[RECORDS SUPPLIED]
========

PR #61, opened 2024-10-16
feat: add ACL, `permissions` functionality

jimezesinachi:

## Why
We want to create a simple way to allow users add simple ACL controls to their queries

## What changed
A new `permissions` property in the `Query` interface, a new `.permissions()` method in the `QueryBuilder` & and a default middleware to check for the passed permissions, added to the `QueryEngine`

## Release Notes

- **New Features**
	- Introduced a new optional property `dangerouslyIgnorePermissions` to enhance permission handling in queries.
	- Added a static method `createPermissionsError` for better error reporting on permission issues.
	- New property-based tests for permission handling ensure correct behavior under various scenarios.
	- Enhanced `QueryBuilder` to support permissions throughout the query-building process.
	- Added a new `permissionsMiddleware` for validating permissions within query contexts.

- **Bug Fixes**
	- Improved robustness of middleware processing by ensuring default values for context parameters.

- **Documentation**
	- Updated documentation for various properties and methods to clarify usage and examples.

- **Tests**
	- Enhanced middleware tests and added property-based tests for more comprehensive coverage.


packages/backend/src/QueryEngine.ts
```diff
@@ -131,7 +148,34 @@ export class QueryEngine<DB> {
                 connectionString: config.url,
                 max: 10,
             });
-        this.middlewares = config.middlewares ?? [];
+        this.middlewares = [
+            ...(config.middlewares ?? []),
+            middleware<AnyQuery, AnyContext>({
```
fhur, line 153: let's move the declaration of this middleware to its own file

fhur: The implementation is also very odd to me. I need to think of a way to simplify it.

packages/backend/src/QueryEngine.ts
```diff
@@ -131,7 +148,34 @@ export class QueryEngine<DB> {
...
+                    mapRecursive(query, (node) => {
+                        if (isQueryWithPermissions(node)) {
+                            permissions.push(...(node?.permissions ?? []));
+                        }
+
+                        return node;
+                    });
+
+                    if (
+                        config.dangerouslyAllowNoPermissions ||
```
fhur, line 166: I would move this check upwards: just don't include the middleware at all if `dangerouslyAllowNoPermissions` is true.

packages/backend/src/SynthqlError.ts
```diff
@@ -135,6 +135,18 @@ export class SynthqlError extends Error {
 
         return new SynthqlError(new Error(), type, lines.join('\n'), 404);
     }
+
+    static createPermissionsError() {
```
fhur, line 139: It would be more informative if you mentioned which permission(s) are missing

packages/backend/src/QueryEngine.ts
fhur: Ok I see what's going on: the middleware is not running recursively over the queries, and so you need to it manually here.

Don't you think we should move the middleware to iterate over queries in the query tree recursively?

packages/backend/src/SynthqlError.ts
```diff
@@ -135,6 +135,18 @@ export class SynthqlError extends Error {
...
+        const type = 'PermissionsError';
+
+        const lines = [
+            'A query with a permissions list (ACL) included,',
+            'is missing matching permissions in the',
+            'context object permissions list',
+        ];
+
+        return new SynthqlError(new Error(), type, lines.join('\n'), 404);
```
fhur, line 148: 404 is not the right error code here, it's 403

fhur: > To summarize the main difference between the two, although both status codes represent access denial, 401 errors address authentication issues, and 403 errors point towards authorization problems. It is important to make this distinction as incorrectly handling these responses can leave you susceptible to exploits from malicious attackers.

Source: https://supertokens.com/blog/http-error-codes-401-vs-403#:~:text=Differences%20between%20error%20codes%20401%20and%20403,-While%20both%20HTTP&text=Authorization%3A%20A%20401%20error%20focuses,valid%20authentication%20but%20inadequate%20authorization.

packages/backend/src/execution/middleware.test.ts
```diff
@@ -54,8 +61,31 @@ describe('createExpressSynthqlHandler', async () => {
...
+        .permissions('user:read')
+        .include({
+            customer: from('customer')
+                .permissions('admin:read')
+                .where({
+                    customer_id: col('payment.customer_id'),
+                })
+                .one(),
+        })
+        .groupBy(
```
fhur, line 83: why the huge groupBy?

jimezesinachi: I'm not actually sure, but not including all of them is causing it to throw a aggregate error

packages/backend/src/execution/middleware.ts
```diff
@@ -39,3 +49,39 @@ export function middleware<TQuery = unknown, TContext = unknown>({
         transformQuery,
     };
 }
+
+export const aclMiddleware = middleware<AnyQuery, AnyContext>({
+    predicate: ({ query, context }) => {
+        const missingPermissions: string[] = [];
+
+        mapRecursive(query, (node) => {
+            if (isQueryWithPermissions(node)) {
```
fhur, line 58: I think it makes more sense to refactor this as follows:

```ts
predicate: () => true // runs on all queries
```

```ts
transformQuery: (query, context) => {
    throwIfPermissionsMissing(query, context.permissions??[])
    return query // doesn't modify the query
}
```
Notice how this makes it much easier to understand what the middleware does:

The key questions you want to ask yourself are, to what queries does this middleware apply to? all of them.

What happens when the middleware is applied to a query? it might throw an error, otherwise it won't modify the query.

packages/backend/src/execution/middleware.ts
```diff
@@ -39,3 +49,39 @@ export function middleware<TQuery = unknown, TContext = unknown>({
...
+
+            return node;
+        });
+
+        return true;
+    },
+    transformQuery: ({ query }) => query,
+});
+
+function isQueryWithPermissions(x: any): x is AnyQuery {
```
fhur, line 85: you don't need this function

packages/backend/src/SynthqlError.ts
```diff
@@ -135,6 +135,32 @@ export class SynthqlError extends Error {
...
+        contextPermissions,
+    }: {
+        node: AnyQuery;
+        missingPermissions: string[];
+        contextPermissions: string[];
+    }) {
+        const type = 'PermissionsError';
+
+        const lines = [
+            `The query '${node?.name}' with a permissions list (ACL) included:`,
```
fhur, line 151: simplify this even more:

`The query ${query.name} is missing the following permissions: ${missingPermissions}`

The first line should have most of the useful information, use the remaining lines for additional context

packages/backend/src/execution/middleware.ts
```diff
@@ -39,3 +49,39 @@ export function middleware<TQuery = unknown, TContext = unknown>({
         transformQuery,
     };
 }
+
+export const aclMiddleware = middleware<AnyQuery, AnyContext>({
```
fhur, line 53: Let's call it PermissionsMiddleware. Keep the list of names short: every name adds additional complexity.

========

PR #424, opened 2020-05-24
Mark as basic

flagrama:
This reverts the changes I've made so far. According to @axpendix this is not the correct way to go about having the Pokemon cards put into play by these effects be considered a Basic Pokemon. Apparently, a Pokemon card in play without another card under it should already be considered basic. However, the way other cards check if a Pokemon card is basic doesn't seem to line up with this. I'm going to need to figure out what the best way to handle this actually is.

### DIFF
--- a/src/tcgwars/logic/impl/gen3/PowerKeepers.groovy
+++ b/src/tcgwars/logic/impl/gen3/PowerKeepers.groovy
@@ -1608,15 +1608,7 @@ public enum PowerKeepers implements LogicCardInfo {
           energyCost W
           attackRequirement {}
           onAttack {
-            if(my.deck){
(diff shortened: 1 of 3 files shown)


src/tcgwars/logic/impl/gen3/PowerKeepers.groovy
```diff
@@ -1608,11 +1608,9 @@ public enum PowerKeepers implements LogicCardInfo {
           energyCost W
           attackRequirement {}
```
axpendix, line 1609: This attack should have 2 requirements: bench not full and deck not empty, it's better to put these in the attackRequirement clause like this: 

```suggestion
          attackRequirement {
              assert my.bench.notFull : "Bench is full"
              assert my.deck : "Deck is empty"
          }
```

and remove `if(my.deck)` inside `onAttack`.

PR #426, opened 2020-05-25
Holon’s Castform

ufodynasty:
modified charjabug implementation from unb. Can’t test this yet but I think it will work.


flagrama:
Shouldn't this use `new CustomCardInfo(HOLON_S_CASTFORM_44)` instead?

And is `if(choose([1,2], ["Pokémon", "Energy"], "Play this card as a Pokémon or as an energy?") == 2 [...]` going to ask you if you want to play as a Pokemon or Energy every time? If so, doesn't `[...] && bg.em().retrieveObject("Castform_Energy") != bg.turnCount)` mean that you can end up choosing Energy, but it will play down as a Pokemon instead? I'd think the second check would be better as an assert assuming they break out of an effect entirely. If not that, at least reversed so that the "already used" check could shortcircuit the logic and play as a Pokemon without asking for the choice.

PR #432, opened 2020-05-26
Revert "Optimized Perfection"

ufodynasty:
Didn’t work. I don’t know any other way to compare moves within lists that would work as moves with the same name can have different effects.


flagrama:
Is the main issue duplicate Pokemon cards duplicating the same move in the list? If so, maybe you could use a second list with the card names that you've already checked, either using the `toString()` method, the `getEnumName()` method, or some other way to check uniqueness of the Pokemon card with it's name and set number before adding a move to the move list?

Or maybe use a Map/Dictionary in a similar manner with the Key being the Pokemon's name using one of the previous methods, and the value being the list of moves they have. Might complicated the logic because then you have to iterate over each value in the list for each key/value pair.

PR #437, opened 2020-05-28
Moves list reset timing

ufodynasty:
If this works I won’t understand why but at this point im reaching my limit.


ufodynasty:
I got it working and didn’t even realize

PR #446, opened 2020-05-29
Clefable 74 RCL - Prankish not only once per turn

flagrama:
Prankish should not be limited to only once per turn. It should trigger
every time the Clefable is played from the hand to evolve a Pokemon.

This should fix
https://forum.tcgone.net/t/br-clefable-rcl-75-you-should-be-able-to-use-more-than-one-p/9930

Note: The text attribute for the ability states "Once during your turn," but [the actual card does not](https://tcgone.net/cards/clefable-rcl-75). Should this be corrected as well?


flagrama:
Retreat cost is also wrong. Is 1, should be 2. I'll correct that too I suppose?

========

[EXERCISE GOAL]
For the material above, what is the count of lines that hold the word "iterate"? Give the number by itself.

[ANSWER SECTION]
2